Journal of the Korean Physical Society

, Volume 65, Issue 12, pp 2117–2125 | Cite as

An experimental study of the scatter correction by using a beam-stop-array algorithm with digital breast tomosynthesis

  • Ye-seul Kim
  • Hye-Suk Park
  • Hee-Joung KimEmail author
  • Young-Wook Choi
  • Jae-Gu Choi


Digital breast tomosynthesis (DBT) is a technique that was developed to overcome the limitations of conventional digital mammography by reconstructing slices through the breast from projections acquired at different angles. In developing and optimizing DBT, The x-ray scatter reduction technique remains a significant challenge due to projection geometry and radiation dose limitations. The most common approach to scatter reduction is a beam-stop-array (BSA) algorithm; however, this method raises concerns regarding the additional exposure involved in acquiring the scatter distribution.

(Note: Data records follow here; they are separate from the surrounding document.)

PR #1465, opened 2026-09-16
fix(cli): improve EVM metrics and observability documentation

gjermundgaraba:
## Summary
Split out of the Besu QBFT work. Two leftover correctness/cleanup items, unrelated to that feature: count gas on reverted txs (`evm_gas_spent` was success-only, so retries under-reported spend), and replace the hand-rolled EVM HTTP histogram with `otelhttp` so we stop maintaining a custom transport.

- Replace HTTP transport instrumentation with a metered EVM client shared by chain clients and transaction submitters.
- Report consistent success/error results and protocol error codes; treat not-found responses as successful RPC calls.
- Simplify metric helpers and batch error handling, expand regression tests, and document logging, observability, and gas accounting.

## Validation
- Passed targeted tests for EVM clients, relay packages, EVM transaction submission, OTEL, config, logging, bootstrap, and attestors.
- Passed `git diff --check`.
- Passed `GOTOOLCHAIN=go1.26.4 make lint-fix` (0 issues). Go 1.27.1 is incompatible with the transitive `cockroachdb/swiss` dependency.


dianab-cl (approved):

cli/internal/bootstrap/bootstrap.go
```diff
@@ -130,7 +130,7 @@ func BuildRelayer(cfg config.Config) (*Services, error) {
 	relayerHandler := server.NewRelayerHandler(relayerService)
 
 	// Server
-	srv := server.New(cfg.Server.ListenAddress, rpcEnableReflection, cfg.Observability.Enabled())
+	srv := server.New(cfg.Server.ListenAddress, rpcEnableReflection, cfg.Observability.Metrics)
```
swift1337, line 133: I'd keep as it was because it hides the decision logic e.g. if we add tracing then `enabled = tracing || metrics`.

cli/internal/chains/evm/metrics.go
```diff
@@ -32,92 +33,165 @@ func newInstrumentation(m metric.Meter) (*instrumentation, error) {
...
+	var (
+		httpErr rpc.HTTPError
+		rpcErr  rpc.Error
+	)
+
+	switch {
+	case err == nil:
+		return ""
+	case errors.As(err, &httpErr):
+		return "http_" + strconv.Itoa(httpErr.StatusCode)
```
swift1337, line 75: `"http_200"` looks noisy. Consider simplifying to `"200"`

cli/internal/otel/metrics.go
```diff
@@ -18,6 +18,8 @@ const (
 	AttrOp     attribute.Key = "operation"
 	AttrType   attribute.Key = "type"
 	AttrResult attribute.Key = "result"
+	// AttrCode qualifies an error result with a protocol code where one exists.
```
swift1337: Let's remove this comment, as code might mean a different thing in different metrics

```suggestion

```

cli/internal/otel/otel.go
```diff
@@ -44,7 +44,7 @@ const simpleMetricsPath = "/metrics"
 func GlobalSetup(ctx context.Context, cfg config.Observability, logger *slog.Logger) {
 	logger = logger.With("module", "otel")
 
-	if !cfg.Enabled() {
+	if !cfg.Metrics {
```
swift1337, line 47: same comment

cli/internal/txsubmitter/evm/evm.go
```diff
@@ -69,9 +69,9 @@ type ChainOptions struct {
 
 // NewFromRPC dials the chain's RPC and builds its tx submitter.
 func NewFromRPC(chainID, rpcURL string, chainSigner signer.Signer, opts ChainOptions) (*TxSubmitter, error) {
-	eth, err := ethclient.Dial(rpcURL)
```
swift1337, line 72: This isn't for the current PR, but txsubmitter creates its own client instead of using an existing one. That would affect future RPC caching. I would create a ticket for that

cli/internal/bootstrap/bootstrap.go
gjermundgaraba: if we add tracing, this will need more changes in any case. this feels simpler, and i dont think the decision logic for this needs to show up inline in this code right here, no?

cli/internal/chains/evm/metrics.go
gjermundgaraba: it's to distinguish between http_XXX and jsonrpc_XXX (also, it wouldnt be 200, since these are for errors)

cli/internal/otel/metrics.go
gjermundgaraba: good call! done.

cli/internal/txsubmitter/evm/evm.go
gjermundgaraba: created FOU-1610

swift1337 (approved):

PR #1468, opened 2026-09-16
fix(cli): reconcile deployment config without losing custom settings

gjermundgaraba:
## Why
`ibc deploy render-config --populate` merged by alias/name, so rerunning after a customize-and-redeploy cycle could overwrite aliases, signers, and operational settings, or write duplicate identities that then failed validation. Incomplete drafts also could not be reopened to fill in signers later.

## Summary
- Match deployment connections by endpoint identity and preserve aliases, remote provers, and operational settings.
- Make relay signer overrides optional and support repairing incomplete configuration drafts.
- Allocate unused connection aliases and reject ambiguous identities, including signer aliases, before rendering.
- Simplify reconciliation and validation boundaries; add regression coverage and documentation.

## Validation
- `cd cli && go test ./internal/config ./cmd/ibc` (passed after rebasing onto latest main)
- `git diff --check origin/main...HEAD`


cli/cmd/ibc/deploy.go
```diff
@@ -612,22 +595,24 @@ func renderRelayConfig(
...
 		return err
 	}
+	if err = cfg.ValidateIdentities(); err != nil {
+		return err
+	}
 	signers := []string{flagDeployRenderSignerA, flagDeployRenderSignerB}
-	for i, alias := range signers {
+	for _, alias := range signers {
 		if alias == "" {
-			return errors.Errorf("--signer-%c is required: the signers[] alias submitting relay txs on %s",
```
dhfang, line 629: Why did we decide to make this optional?

cli/internal/config/patch.go
```diff
@@ -61,62 +82,87 @@ func mergeChains(existing, incoming []ChainConfig, conflicts *[]Conflict) []Chai
...
-			continue
+		merged := out[idx]
+		changed := false
+		for _, incomingEnd := range []ClientEnd{conn.ClientA, conn.ClientB} {
+			end := &merged.ClientA
+			if end.identity() != incomingEnd.identity() {
+				end = &merged.ClientB
+			}
+			// A remote prover is an operational choice, not an on-chain client type.
+			if end.Type != ClientTypeRemote && end.Type != incomingEnd.Type {
```
dhfang, line 115: When redeploying to a new router on the same chains, the default client IDs remain unchanged. Once deployment tooling supports additional client types, those IDs could refer to a different type in the new deployment. i.e. first deployment rlies on attestations client and the redeploy relies on besu. Wouldn't this check reject that legitimate redeployment because reconciliation identifies clients only by chain ID and client ID? Or is that intended behavior

cli/internal/config/patch.go
```diff
@@ -61,62 +82,87 @@ func mergeChains(existing, incoming []ChainConfig, conflicts *[]Conflict) []Chai
...
 }
 
-func mergeConnections(existing, incoming []ConnectionConfig, conflicts *[]Conflict) []ConnectionConfig {
-	out := append([]ConnectionConfig(nil), existing...)
+func sameConnection(a, b ConnectionConfig) bool {
+	return (a.ClientA.identity() == b.ClientA.identity() && a.ClientB.identity() == b.ClientB.identity()) ||
+		(a.ClientA.identity() == b.ClientB.identity() && a.ClientB.identity() == b.ClientA.identity())
+}
 
+// mergeConnections matches connections by their client pair regardless of alias
```
dhfang, line 90: I like the matching by client pair part.

The field-level conflict reconciliation is something I intentionally tried to stay away from though. Replacing the connections block entirely I thought was simpler and easier to maintain. I think we are likely to add more fields to the connections block that should be overwritten like the signer is currently and when developers add those fields they have to know to modify this reconciliation logic.

dhfang (commented):
Thanks for taking the time to improve on this

cli/cmd/ibc/deploy.go
gjermundgaraba: the issue is that if you dont, you have to set the signers, even if they are already in the config.
if you have:
```yaml
  clientA:
    signer: alice
  clientB:
    signer: bob
```

you would have to do this:
```bash
ibc deploy render-config 1 2 --signer-a alice --signer-b bob
```

happy to consider other approaches!

cli/internal/config/patch.go
gjermundgaraba: yeah, it would be simpler, but it creates other problems where you could end up erasing other setting.

cli/internal/config/patch.go
gjermundgaraba: yes, this rejects a type change even when the router changes. deployment
tooling only supports attestation clients today, so i've kept the guard and added
a clearer error, documentation, and a regression test for router replacement. might need a re-look with the besu changes. added a TODO for that.

cli/internal/config/patch.go
dhfang: Okay well it is an improvement although I don't know how common the redeploy case is. I'm fine with just going with the field level reconciliation for now and deal with it later if it becomes a maintainability issue.

dhfang (approved):
LGTM

PR #1469, opened 2026-09-16
feat(e2e): add e2e dump

swift1337:
Adds an opt-in dump mechanism that copies attestor configs, relayer logs, diagnostics, and other workspace files before cleanup removes them - useful for debugging

`E2E_DUMP=true`


e2e/internal/e2etest/traffic_setup.go
dhfang, line 183: Seems like it may be useful to register the dump before relayer start so we can capture the dump if relayer startup fails part of the way through, but still produces useful artifacts.

dhfang (approved):
nice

The compressed breast is roughly symmetric, and the scatter profiles from projections acquired at axially opposite angles are similar to mirror images. The purpose of this study was to apply the BSA algorithm with only two scans with a beam stop array, which estimates the scatter distribution with minimum additional exposure. The results of the scatter correction with angular interpolation were comparable to those of the scatter correction with all scatter distributions at each angle. The exposure increase was less than 13%. This study demonstrated the influence of the scatter correction obtained by using the BSA algorithm with minimum exposure, which indicates its potential for practical applications.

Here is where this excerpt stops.